In the digital age, every click and interaction by users is valuable behavioral data, but this data has long been monopolized by platforms, leaving users unable to control or benefit from it. Notcoin's disruptive innovation lies in its ability to transform users' behavioral data from 'platform assets' to 'personally controllable on-chain assets'—your click frequency, invitation network, task completion records, etc., become immutable digital certificates through blockchain technology, not only proving your ecological contributions but also allowing direct redemption of rights, participation in governance, and even trade monetization. This assetization of behavioral data is not merely about 'data on-chain', but about reconstructing the value distribution system of the digital economy: users can finally 'price' each of their digital actions.

1. On-chain rights confirmation of behavioral data: Transitioning from 'platform ownership' to 'user ownership'.

The unspoken rule of the traditional internet is 'users use for free, platforms own the data'—your click records, social relationships, behavioral preferences, and other data are used by platforms for advertising monetization without any benefit to you. Notcoin achieves 'user rights confirmation' of behavioral data through blockchain technology, fundamentally changing the ownership relationship of data, which is a prerequisite for assetization.

The core of its rights confirmation mechanism is the full-chain record of 'behavior-hash-certificate':

• Behavior capture: Users' clicks, invitations, task completions, and other behaviors in Telegram are captured in real-time through Notcoin's front-end interface, forming structured data (e.g., '2025-08-22 15:30 clicked once, IP:xxx, device:xxx').

• On-chain certification: These data are generated through hashing algorithms to create unique fingerprints, along with timestamps and user public keys, written into the TON blockchain, forming immutable 'behavior certificates'. Users can view all their behavior records through the block explorer, ensuring that the data has not been tampered with or deleted.

• Clear ownership: Smart contracts clearly stipulate that the ownership of behavioral data belongs to users, and the platform is only authorized for use in reward calculation within the ecosystem. If third-party provision is required, user on-chain authorization must be obtained (confirmed through digital signatures). On-chain data analysis shows that Notcoin users have a 100% rights confirmation rate for their behavioral data, with no unauthorized usage records.

The significance of this rights confirmation lies in the 'return of data sovereignty': users now have the rights of 'ownership, use, income, and disposal' over their behavioral data. For example, users can choose to authorize their click records from the past 30 days to a third-party analysis agency for NOT token rewards; they can also refuse the platform's use of their invitation network data for new user recommendation algorithms. This transfer of control turns behavioral data from 'exploited resources' into 'self-disposable assets'.

More importantly, on-chain rights confirmation enables data to have 'traceability'—any entity that uses your behavioral data will have its usage recorded permanently. In case of misuse, users can hold them accountable through on-chain evidence. This transparency is the opposite of the 'opaque operations' of the traditional internet and lays a trust foundation for the assetization of behavioral data.

2. Quantification of behavioral data value: From 'fuzzy contribution' to 'precise valuation' revolution.

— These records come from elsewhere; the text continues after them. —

Issue #8255, opened 2021-07-08
Performance: Improve rendering time of the Page (Discovery)


miina:
## Feature Description
This needs some discovery for detecting ways to improve the page rendering speed.

From the initial render investigation:
Using `React.Profiler` it seemed like rendering the `DisplayLayer` took approximately the same time (or sometimes even less) to render as the `FramesLayer`. E.g. in one run, the display took 360ms and the frames layer took 480ms.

The value of behavioral data has long been underestimated due to its 'difficulty in quantification'—you cannot clearly state how much '100 clicks' or 'inviting 5 friends' is worth. Notcoin transforms vague behavioral data into precise value metrics through a mapping system of 'contribution-rights value', ensuring that every digital action has a clear 'price label'.

Its quantification system is based on dynamic calculations across three dimensions:

• Basic contribution value: Setting baseline values based on behavior types, such as counting 0.1 rights value for a single valid click, counting 10 rights value for successfully inviting an active user, and counting 5 rights value for completing an exploratory task. These baselines will be dynamically adjusted based on ecological activity (e.g., reducing the value of a single click when user numbers surge to avoid inflation).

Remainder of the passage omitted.